Perchée sur une mezzanine, elle peut tomber à tout moment, risquant d’asperger le sol de sang. Le cas échéant, elle suggère aux auditeurs de la prendre en photo. « Un soir, on était à Paris pour une fête de Purple Magazine, narre Chase Lombardo. C’était une soirée fashion tout à fait cute, mais dès qu’on a commencé à jouer, tout le monde a levé son téléphone vers nous. » Le groupe réagit en se foutant de la gueule du public. Elles tancent : « Take my picture, take my fucking picture!

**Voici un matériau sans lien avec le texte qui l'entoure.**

PR #483, opened 2015-09-01
Fix kernel name in extractLinux on s390x arch

mjura:
I have problem with extracting kernel on s390x architecture. As I have found problem is that on s390x link to kernel file is called `/boot/image`. 

This patch fix this issue

### DIFF
--- a/modules/KIWIImage.pm
+++ b/modules/KIWIImage.pm
@@ -4129,6 +4129,12 @@ sub extractLinux {
     if (-f "$imageTree/boot/vmlinux") {
         $kernname = "vmlinux";
     }
+    #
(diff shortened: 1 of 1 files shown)


schaefi:
Thanks for your time and effort

the patch works however it should not be needed. if you look at
https://github.com/openSUSE/kiwi/blob/master/modules/KIWIConfig.sh#L1575

you can see that the image kernel will be extracted and is available as common name vmlinuz in the scope of kiwi.

So this kernel extraction is already taken care for

The problem you stumbled over seems to have another cause. I'll come back to your e-mail and ssh into the machine you mentioned

I'm sorry for the moment I can't merge this

PR #488, opened 2015-09-12
openSUSE 13.3 (current Tumbleweed suse_version)

DimStar77:
This should presumably fix the issues currently seen in openSUSE:Factory (see https://bugzilla.opensuse.org/show_bug.cgi?id=945584 )

the four suse-13.3 directories are copies of suse-13.2, only the config.xml files have been updated to reflect the new name.

Not sure if this is sufficient of if anything else is needed.


schaefi:
Thanks for looking into that however I have several concerns with our non enterprise strategy
especially with regards to image templates.

I'm pretty much confused about SUSE's non enterprise distributions. There is Factory, There is Tumbleweed considered to be kind of a stable factory and there is now also Leap42 whatever that means.

From my perspective it can't be even more complex to users given that there was a simple openSUSE distro out and stable for some time

In kiwi I adhere to the concept to provide templates for stable distributions with a specific live time in order to be able to provide a deprecation mechanism. That means for distros which do not change the kernel, it's structure or anything else in the system just because people submit changes to it. A template for such dynamic distros without a stable concept is basically always broken.

This is the reason why I'm still waiting for a clear picture about all this, and I must say I don't see one

Looking at your commit, I see you named the boot images for tumbleweed suse-13.3, however such a distributions does not exist. If tumbleweed will be the new openSUSE the boot image should be named suse-tumbleweed.

As you can see from the name there is now no version and obsolete policy possible. tumbleweed is a moving target, tumbleweed today is not tumbleweed from tomorrry

To be honest I don't want to maintain a description for a distro I have no idea how it looks like next week

Maybe I just misunderstood the concepts about our new open distro investment. In that case I just want to understand where the stable release is, how long it is considered to be stable and how I can apply a deprecation policy

Thanks

DimStar77:
>I'm pretty much confused about SUSE's non enterprise distributions. There is Factory, There is Tumbleweed considered to be kind of a stable factory and there is now also Leap42 whatever that means.

No, there is is only Tumbleweed and Leap - Tumbleweed is the rolling distribution, Leap is the stable release, based on SLE sources. Factory is not a distribution that exists; it's only the project name in OBS for the integration work.

> From my perspective it can't be even more complex to users given that there was a simple openSUSE distro out and stable for some time

We now just have two openSUSE products: a rolling one, daily up-to-date, and a stable one. The difference to earlier is that the stable one is not 'just' a random snapshot of the rolling release anymore (which, in fact it was... just that we had too much breakage in the rolling release (then called Factory) to advertise it for usage).

> From my perspective it can't be even more complex to users given that there was a simple openSUSE distro out and stable for some time

I went with suse-13.3 as suse_version in TW is 1330, which by all macros just translates to 13.3 in the kiwi config... so it was easiest to go with it.

Leap uses version 1315 (same as SLE12), which actually translates to suse-13.1 in Kiwi configurations, as far as I understood the logics. suse-tumbleweed sounds like a sensible name, but it means sue_Version 1330 needs to be specifically intercepted to adjust the naming pattern.

> Maybe I just misunderstood the concepts about our new open distro investment. In that case I just want to understand where the stable release is, how long it is considered to be stable and how I can apply a deprecation policy

Leap 42.1 will be the next stable release, with SLE12SP12 as it's base, overloaded with a bunch of packages / apps / desktops from Tumbleweed... so we get stable as SLE, new as Tumbleweed (sort of). The lifetime of 42.1 is in alignment with SLE12SP1; 42.2 will be released with SLE12SP2 as base.

schaefi:
Talking to some people I think Leap42 is the new openSUSE

coolo:
a moving suse-tumbleweed config sounds reasonable to me

schaefi:
ok I now understand why you chose 13.3 as the name. However this could be addressed in the spec file which builds the internal -requires packages used by the buildservice. Looking there I see the
following definition:

%if %suse_version == 1315
    %define mysystems suse-SLES12

So for tumbleweed it would be easy to match that against suse-tumbleweed, however how can I distinguish Leap from SLES ? or can it be guaranteed that Leap and SLES will be compatible in terms of the kernel and kernel structure (this is the most critical part for me at this point)

Thanks

DimStar77:
SLE12:
%suse_version == 1315 && !0%{?is_opensuse}

Leap 42.1:
%{suse_version} == 1315 && 0%{?is_opensuse}

schaefi:
thanks

DimStar77:
Leap 42.1 currently uses kernel 4.1; so it's definitively not the same as SLE there.

schaefi:
yes that's what I thought too, thanks for double checking

schaefi:
ok I'm going to adapt the changes in the spec file and will also add a leap42 template.

Could you change your commit to use suse-tumbleweed as boot path ?

We also should add a tumbleweed example template in templates/ and add to the description that this is a moving target and what you build today is not necessarily the same as what you build tomorrow. I would also add the information that we are not providing any warranty for the tumbleweed build as long as we don't have an integration test matrix building with the same speed like tumbleweed moves

Thoughts ?

schaefi:
ok, done, you should be ready to update your commit. Thanks much

schaefi:
Thanks, looks good to me

PR #489, opened 2015-09-13
Add oemboot support for SLE12/aarch64 (fate#318444)

dirkmueller:


schaefi:
Thanks much, looks good to me

PR #491, opened 2015-09-17
Add vmxboot support for aarch64 on SLE12 and leap42.1

dirkmueller:


schaefi:
Hmm, for what reason do we need vmxboot on arm, actually we only builds oem's

dirkmueller:
@schaefi for building a KVM JeOS on aarch64 (see the JeOS efforts happening on SLE12 base right now)

schaefi:
ok because of the JeOS product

Take my picture, it’s a picture party! » Sous son allure d’icône glam‐rock, Veronika Vilim sourit. « Ça a commencé comme ça. Puis est venue s’amonceler sur ce morceau une parfaite dose de chaos, encore plus représentative de qui nous sommes. »
Chihuahua rose et Erik Satie
Et qui sont‐elles, au juste ? Il y a deux façons de répondre. Comme il y a deux façons de parler à cumgirl8. La première serait de trimer, d’essayer de raisonner, d’ancrer la conversation dans le monde que la plupart des humains considèrent comme le monde réel, le seul monde. Ou alors, et c’est plus facile, on peut rentrer dans le leur, en accepter l’existence, comprendre que chaque mot est prononcé en fonction de celui‐ci. On peut décider d’être ouvert.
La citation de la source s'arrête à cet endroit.